Skip to main content

My Very First Rehabilitation Lesson

by Carl Jarvis

Blind or sighted. Male or female. Black, white or any color between. We Americans are all products of the same culture. Who we are is, in great part, shaped by the cultural beliefs about us. We have certain stereotypes that define certain members of our greater society. We do not discard our stereotypes easily because they are the foundation from which we make sense out of our world.

At 30 years of age I became totally blind. Even having been a person of limited vision, I had never allowed myself to think in such terms. I was sighted. I had to be sighted in order to fit into my perception of who I was. Now, at 30 and totally blind, I referred to blind people as "those people." I was not one of them because I did not fit my beliefs of who blind people were.

If I were to be rehabilitated as a blind man, I had to learn far more about blindness than how to wave a stick in front of me, or how to run my fingers over bumps, or how to flip a burger on a hot grill, or how to run a board through a table saw. I had to unlearn all that my culture had taught me about who we blind people are.

My greatest single step on the road to rehabilitation came not through hours of walking with an O&M instructor, or days of drilling braille, or making a chess board in shop, or making a Denver omelet.
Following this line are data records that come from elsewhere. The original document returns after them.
PR #1563, opened 2022-07-14
LOG-2770: optimize fluent conf for throughput

jcantrill:
### Description
This PR:
* Optimizes the fluent conf to address performance issues
* Depends on https://github.com/ViaQ/logging-fluentd/pull/37
* Depends on a fluent image with https://github.com/fabric8io/fluent-plugin-kubernetes_metadata_filter/pull/347

### Links
* https://issues.redhat.com/browse/LOG-2770

based on rudamentary testing of viaq optimizations which enable only features that are being used:
```
filtering                rate m/s
---------                ---------
no filtering             100,000
as-is                     28,000
remove es_index           35,000   *
remove debug state        30,000
remove prune_labels       28,000
remove flat_labels        31,000   *
remove rename_time        15,000   ?
remove delete emtpy       45,000    
remove openshift.sequenc  30,000
remove handle_undefined   28,000   
remove pipeline_meta      45,000   *
remove formatter          35,000
```
These changes remove much of the fluent viaq design that predates the use of CRIO where there was no standard incoming record format.
Additionally, the improvemets to the kubernetes_metadata plugin are mostly realized by no longer serializing and loading the meta attached to each record

### DIFF
--- a/internal/generator/fluentd/ingress.go
+++ b/internal/generator/fluentd/ingress.go
@@ -52,7 +52,7 @@ func Ingress(spec *logging.ClusterLogForwarderSpec, o Options) []Element {
 					TemplateStr:  RetagJournalLogs,
 				},
 				ConfLiteral{
-					Desc:         "Invoke kubernetes apiserver to get kunbernetes metadata",
+					Desc:         "Invoke kubernetes apiserver to get kubernetes metadata",
 					TemplateName: "kubernetesMetadata",
 					TemplateStr:  KubernetesMetadataPlugin,
 				},
@@ -60,11 +60,6 @@ func Ingress(spec *logging.ClusterLogForwarderSpec, o Options) []Element {
 					Desc:         "Parse Json fields for container, journal and eventrouter logs",
 					TemplateName: "parseJsonFields",
 					TemplateStr:  ParseJsonFields,
-				},
-				ConfLiteral{
-					Desc:         "Clean kibana log fields",
-					TemplateName: "cleanKibanaLogs",
-					TemplateStr:  CleanKibanaLogs,
 				},
 				ConfLiteral{
 					Desc:         "Fix level field in audit logs",
@@ -198,7 +193,6 @@ const KubernetesMetadataPlugin string = `
   kubernetes_url 'https://kubernetes.default.svc'
   allow_orphans false
   cache_size '1000'
-  use_journal 'nil'
   ssl_partial_chain 'true'
 </filter>
 {{end}}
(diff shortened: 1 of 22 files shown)


internal/generator/fluentd/ingress.go
```diff
@@ -207,43 +201,14 @@ const KubernetesMetadataPlugin string = `
...
-{{define "cleanKibanaLogs" -}}
-# {{.Desc}}
-<filter **kibana**>
-  @type record_transformer
-  enable_ruby
-  <record>
-    log ${record['err'] || record['msg'] || record['MESSAGE'] || record['log']}
-  </record>
-  remove_keys req,res,msg,name,level,v,pid,err
+  json_fields 'message'
```
vparfonov, line 208: previously was 'MESSAGE' in upper case

internal/generator/fluentd/ingress.go
```diff
@@ -367,7 +295,7 @@ const ConcatLines string = `
 {{define "concatLines" -}}
 <filter kubernetes.**>
   @type concat
-  key log
+  key message
```
vparfonov, line 298: just for my understanding, this changing related to the optimize data?

test/framework/functional/message_templates.go
```diff
@@ -49,13 +49,12 @@ var (
...
-		Message:       "*",
-		LogType:       "application",
-		ViaqIndexName: "app-write",
-		Level:         "*",
-		Hostname:      "*",
-		ViaqMsgID:     "*",
+		Timestamp: time.Time{},
+		Message:   "*",
+		LogType:   "application",
+		Level:     "*",
```
vparfonov, line 55: Why we remove `ViaqIndexName`?

internal/generator/fluentd/ingress.go
jcantrill: this comes from 3.11 where we were pulling container logs using the journal driver.  It is no longer relevant since we only pull container logs and I have changed the group capture parameters: https://github.com/openshift/cluster-logging-operator/pull/1563/files#diff-cdd5a7217e8d3eeb415a8f7f720e09303a82c2f9225ee7484d8bdabc11901f1eR148

internal/generator/fluentd/ingress.go
jcantrill: This does not relate to optimization other then I made modifications to the incoming parsing expression and have removed and modified a number of filter configurations.

test/framework/functional/message_templates.go
jcantrill: it is only needed for Elasticsearch so I removed it from ingress and moved it to the ES blocks of configuration.

internal/generator/fluentd/ingress.go
vparfonov: thanks

PR #1568, opened 2022-07-19
NO-JIRA: Get rid of system:admin login from e2e cleanup

alanconway:
No longer needed and a nuisance, it logs you out of kube:admin on each test run.


alanconway:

It was that day, early in my new world of blindness, when Harry Trabaugh, a totally blind rehab teacher, appeared at my door. I was shocked to open the door and find Harry standing there all alone after he'd taken a bus across Seattle to reach my house.
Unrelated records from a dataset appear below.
PR #2171, opened 2023-09-21
LOG-4411: fix vector config for unreferenced output

jcantrill:
### Description
This PR:
* Adds CLF migration to drop outputs which are not referenced by pipelines to be consistent with previous release
* Adds validation to reject CLF that have unreferenced outputs
* Adds CLF conditions identifying when an output is not considered during reconciliation
* Adds matchers for conditions into the test package

### Links
* https://issues.redhat.com/browse/LOG-4411

### DIFF
--- a/test/matchers/condition.go
+++ b/test/matchers/condition.go
@@ -1,0 +1,35 @@
+package matchers
+
+import (
+	//"fmt"
+	"github.com/onsi/gomega/types"
+	logging "github.com/openshift/cluster-logging-operator/apis/logging/v1"
+	corev1 "k8s.io/api/core/v1"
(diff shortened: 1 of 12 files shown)


test/matchers/condition.go
```diff
@@ -0,0 +1,35 @@
+package matchers
+
+import (
+	//"fmt"
+	"github.com/onsi/gomega/types"
+	logging "github.com/openshift/cluster-logging-operator/apis/logging/v1"
+	corev1 "k8s.io/api/core/v1"
+	//"k8s.io/utils/diff"
```
vparfonov, line 8: nit: comment code

PR #2172, opened 2023-09-22
LOG-4555: Show FluentD Buffer Usage in metrics dashboard instead of availability

bysnupy:
### Description

This PR:
* fixes that "FluentD Buffer Availability" can show us the buffer usage based on the most highest usage value.

If "fluentd_output_status_buffer_available_space_ratio" metrics returns 100 and 50, "max" aggregation operator(current) always show us 0%(100-100) buffer usage, not 50%(100-50) buffer usage. It's not helpful to detect collector pods in high buffer usage. So it should change it to "min" aggregation operator for showing us values based on the most highest usage of buffer.

### Links
N/A

### DIFF
--- a/files/dashboards/fluentd/openshift-logging-dashboard.json
+++ b/files/dashboards/fluentd/openshift-logging-dashboard.json
@@ -1400,7 +1400,7 @@
           "steppedLine": false,
           "targets": [
             {
-              "expr": "100 - max by(plugin_id)(fluentd_output_status_buffer_available_space_ratio)",
+              "expr": "100 - min by(plugin_id)(fluentd_output_status_buffer_available_space_ratio)",
               "refId": "A"
             }
           ],
@@ -1408,7 +1408,7 @@
           "timeFrom": null,
           "timeRegions": [],
           "timeShift": null,
-          "title": "FluentD Buffer Availability",
+          "title": "FluentD Buffer Usage",
           "tooltip": {
             "shared": true,
             "sort": 0,


jcantrill:
@bysnupy please log a JIRA and associate it with this change so it can be properly tracked by errata

files/dashboards/fluentd/openshift-logging-dashboard.json
```diff
@@ -1400,7 +1400,7 @@
           "steppedLine": false,
           "targets": [
             {
-              "expr": "100 - max by(plugin_id)(fluentd_output_status_buffer_available_space_ratio)",
+              "expr": "100 - min by(plugin_id)(fluentd_output_status_buffer_available_space_ratio)",
```
xperimental, line 1403: I'm interpreting the title of the graph as "it should show the available buffer percentage". If that's the case in addition to the change from `max` to `min` we should also remove the `100 - `:

```suggestion
              "expr": "min by(plugin_id)(fluentd_output_status_buffer_available_space_ratio)",
```

If we want to keep showing the "usage" like we currently do, I'd suggest we change the name of the graph accordingly (`FluentD Buffer Usage`, for example). The change from `max` to `min` is still valid in that case.

bysnupy: I think "FluentD Buffer Usage" is better choice, because usage is intuitive than availability usually for users.

bysnupy:
FYI, I already opened the docs ticket about this here: https://github.com/openshift/openshift-docs/pull/65147

xperimental:
/retitle LOG-4555: Show FluentD Buffer Usage in metrics dashboard instead of availability

PR #2173, opened 2023-09-22
LOG-4362: remove GroupLimit from flow control

jcantrill:
### Description
This PR drops support of GroupLimit in the flow control epic by:
* disabling JSON serialization of the field
* removing it from the CRD and generated API docs

GroupLimit applies per instance of the collector so it can be misleading from an API perspective.  We agreed we need to revisit how to convey applying it to a group of pods that may be dispersed across several nodes.  Leaving the implementation to facilitate future corrections

### Links
* https://issues.redhat.com/browse/LOG-4362

cc @alanconway


alanconway (approved):
/lgtm

PR #2177, opened 2023-09-25
LOG-3651: Add ability to change the Splunk's index within the ClusterLogForwarder

vparfonov:
### Description
This PR adds the ability to change the Splunk's `index` within the `ClusterLogForwarder` for Vector collector.

Example of `ClusterLogForwarder` configuration: 
```
kind: ClusterLogForwarder
metadata:
  name: instance
  namespace: openshift-logging
spec:
  outputs:
    - name: splunk-receiver
      type: splunk
      splunk:
       index: "my_index"
      secret:
        name: splunk-secret
      url: 'http://example-splunk-hec-service:8088'
  pipelines:
    - name: my-logs
      inputRefs:
        - application
        - infrastructure
      outputRefs:
        - splunk-receiver 
```

/cc 
/assign 

/cherry-pick 

### Links

- Depending on PR(s):
- Bugzilla:
- Github issue:
- JIRA:
- Enhancement proposal:

### DIFF
--- a/internal/generator/vector/output/splunk/splunk.go
+++ b/internal/generator/vector/output/splunk/splunk.go
@@ -27,6 +27,7 @@ type Splunk struct {
 	Inputs       string
 	Endpoint     string
 	DefaultToken string
+	Index        string
 }
 
 func (s Splunk) Name() string {
@@ -42,6 +43,9 @@ endpoint = "{{.Endpoint}}"
 compression = "none"
 default_token = "{{.DefaultToken}}"
 timestamp_key = "@timestamp"
+{{if .Index -}}
+index = "{{.Index}}"
+{{end -}} 
 {{end}}`
 }
 
@@ -82,12 +86,16 @@ func Conf(o logging.OutputSpec, inputs []string, secret *corev1.Secret, op Optio
 }
 
 func Output(o logging.OutputSpec, inputs []string, secret *corev1.Secret, op Options) Element {
-	return Splunk{
+	splunk := Splunk{
 		ComponentID:  vectorhelpers.FormatComponentID(o.Name),
 		Inputs:       vectorhelpers.MakeInputs(inputs...),
 		Endpoint:     o.URL,
 		DefaultToken: security.GetFromSecret(secret, constants.SplunkHECTokenKey),
 	}
+	if o.Splunk != nil && strings.TrimSpace(o.Splunk.Index) != "" {
+		splunk.Index = o.Splunk.Index
+	}
+	return splunk
 }
 
 func Encoding(o logging.OutputSpec) Element {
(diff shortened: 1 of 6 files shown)


internal/generator/vector/output/splunk/splunk.go
```diff
@@ -1,102 +1,110 @@
...
+  return `{{define "` + s.Name() + `" -}}
 [sinks.{{.ComponentID}}]
 type = "splunk_hec_logs"
 inputs = {{.Inputs}}
 endpoint = "{{.Endpoint}}"
 compression = "none"
 default_token = "{{.DefaultToken}}"
 timestamp_key = "@timestamp"
+{{if .Index -}}
+index = "{{.Index}}"
```
jcantrill, line 45: This will need to:
* support [templeting](https://vector.dev/docs/reference/configuration/sinks/splunk_hec_logs/#index) 
* need to understand what happens when the field is not found
* Update documentation with proper template example

jcantrill (commented):
Do we have a functional test for verification?

internal/generator/vector/output/splunk/splunk.go
vparfonov: Documentation updated https://github.com/openshift/cluster-logging-operator/pull/2177/files#diff-46e6d1852418f35b4db6dde8b446604e9d144d0cb4838d378ed8e2609156bca8R61

vparfonov: > This will need to:
> 
> * support [templeting](https://vector.dev/docs/reference/configuration/sinks/splunk_hec_logs/#index)
Template can be useful for separating events probably, but i not sure do we really need it.  
> * need to understand what happens when the field is not found
If you mean that will be if we try to send events to not existed index, here that i found:

_Splunk allows for automatic index creation. This means that if you send an event to an index that doesn't exist, Splunk will attempt to create the index for you. 
If automatic creation is disabled, the event might be rejected or placed in a default index, depending on Splunk configuration._

> * Update documentation with proper template example

Documentation updated https://github.com/openshift/cluster-logging-operator/pull/2177/files#diff-46e6d1852418f35b4db6dde8b446604e9d144d0cb4838d378ed8e2609156bca8R61

vparfonov:
> Do we have a functional test for verification?

No, only e2e test

internal/generator/vector/output/splunk/splunk.go
vparfonov: If will be used, not existed field in index template, we will get error in collector: 
`2023-09-26T10:43:55.867961Z ERROR sink{component_kind="sink" component_id=splunk component_type=splunk_hec_logs component_name=splunk}: vector::internal_events::template: Failed to render template for "index". error=Missing fields on event: [".kubernetes.namespacename"] error_type="template_failed" stage="processing" internal_log_rate_limit=true
`

PR #2183, opened 2023-09-29
Allow buffer and request tuning

jcantrill:
### Description
This PR:
* suggests a way to override buffer and request settings for vector collectors
* selectively allows tuning options

/hold

cc @alanconway @syedriko 

given
```
  outputs:
  - name: foo
    type: elasticsearch
    url: http://google
    tuning:
      buffer.max_events: "100"
      buffer.when_full: block
```

generates

```
[sinks.foo]
type = "elasticsearch"
inputs = ["foo_dedot_and_flatten"]
endpoints = ["http://google"]
bulk.index = "{{ write_index }}"
bulk.action = "create"
encoding.except_fields = ["write_index"]
request.timeout_secs = 2147483648
id_key = "_id"
api_version = "v6"

[sinks.foo.buffer]
max_events = 100
when_full = "block"


```


apis/logging/v1/output_tuning_type.go
```diff
@@ -0,0 +1,82 @@
...
+			errors = append(errors, fmt.Errorf("tuning key not allowed: %s", k))
+		}
+	}
+	return errors
+}
+
+func isValid(key string, value string) bool {
+	switch key {
+	case bufferWhenFull:
+		return sets.NewString("block", "drop_newest").Has(value)
```
syedriko, line 75: value == `block` || value == `drop_newest`

syedriko:
I didn't catch how the 'request.*' tunables end up in vector config.

syedriko:
@jcantrill We need a way to turn on allocation tracing (which I tack on as --allocation-tracing CLI param in vector run script), but that's not specific to an output, but affects vector as a whole.

jcantrill:
> I didn't catch how the 'request.*' tunables end up in vector config.

I didn't implement it because we will need some other minor alterations for the places where we do set these values

jcantrill:
> @jcantrill We need a way to turn on allocation tracing (which I tack on as --allocation-tracing CLI param in vector run script), but that's not specific to an output, but affects vector as a whole.

Can't we enable as an annotation that gets passed to the runscript as an arg to configure vector?... or is there an env var that enables it?

PR #2198, opened 2023-10-05
NO-JIRA: Makefile, fix missing references to $(OPERATOR_SDK)

alanconway:
/cc @cahartma


jcantrill:
Holding for code freeze so as to not trigger unnecessary build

I explained to Harry that I was unable to do any of the things that were important to me. Certainly I would never work again. I was afraid that as time went on I would begin to "look blind." This meant to me that I would begin to look like an idiot, since that was my innermost unspoken image of blind people.

But I also told Harry that I loved to run. I would never be able to run again. Harry, a short, wiry man, jumped to his feet, grabbed his cane and told me to take his arm. We went out the door, across the front yard and down into the middle of the street. Harry turned to the east and said, "Here we go." With that, he took off at a dead run with me clinging to his arm like a frightened rabbit. After about half a block Harry stopped dead in his tracks, looked up at me and asked, "Just how much faster do you want to go?"
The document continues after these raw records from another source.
PR #2203, opened 2023-10-09
LOG-4597: modify vector buffer and request to have mostly parity with…

jcantrill:
… fluentd

### Description
This PR:
* Adds buffer and request settings to all outputs for vector inorder to achieve  some parity to prior releases
* Modifies http api timeout to be an int instead of string of an int

### Links
* https://issues.redhat.com/browse/LOG-4597

cc @alanconway @syedriko

### DIFF
--- a/apis/logging/v1/output_types.go
+++ b/apis/logging/v1/output_types.go
@@ -286,7 +286,7 @@ type Http struct {
 
 	// Timeout specifies the Http request timeout in seconds. If not set, 10secs is used.
 	// +optional
-	Timeout string `json:"timeout,omitempty"`
+	Timeout int `json:"timeout,omitempty"`
 
 	// Method specifies the Http method to be used for sending logs. If not set, 'POST' is used.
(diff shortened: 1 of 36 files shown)


apis/logging/v1/output_types.go
```diff
@@ -286,7 +286,7 @@ type Http struct {
 
 	// Timeout specifies the Http request timeout in seconds. If not set, 10secs is used.
 	// +optional
-	Timeout string `json:"timeout,omitempty"`
+	Timeout int `json:"timeout,omitempty"`
```
alanconway, line 289: Should be `TimeoutSeconds` for clarity. IIRC this is in the k8s API guidelines for time variables. 
Not a blocker if it's too late to change.

alanconway (changes requested):

alanconway:
/hold
Suggested a name change, otherwise all looks good.

apis/logging/v1/output_types.go
jcantrill: The http type was released for 5.7 so there is not a place to change it.  I have concerns about changing the time as-is

cahartma: Can we release the hold?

And so began a new picture, a different stereotype, inside my brain. As I went through the Orientation and Training Center, this little rehab lesson grew and flourished and bloomed into the person I now am.

Was there risk in doing what Harry did, running wildly down the middle of the street? You bet! But so was the fact that he, a totally blind man, jumped on a bus in the south end of Seattle and traveled the length of that city, crossed a very busy highway and came to my door. Living life is a risk. But if we lay all our fears at the door of blindness it tells me that we are not overcoming our cultural fears about who we are.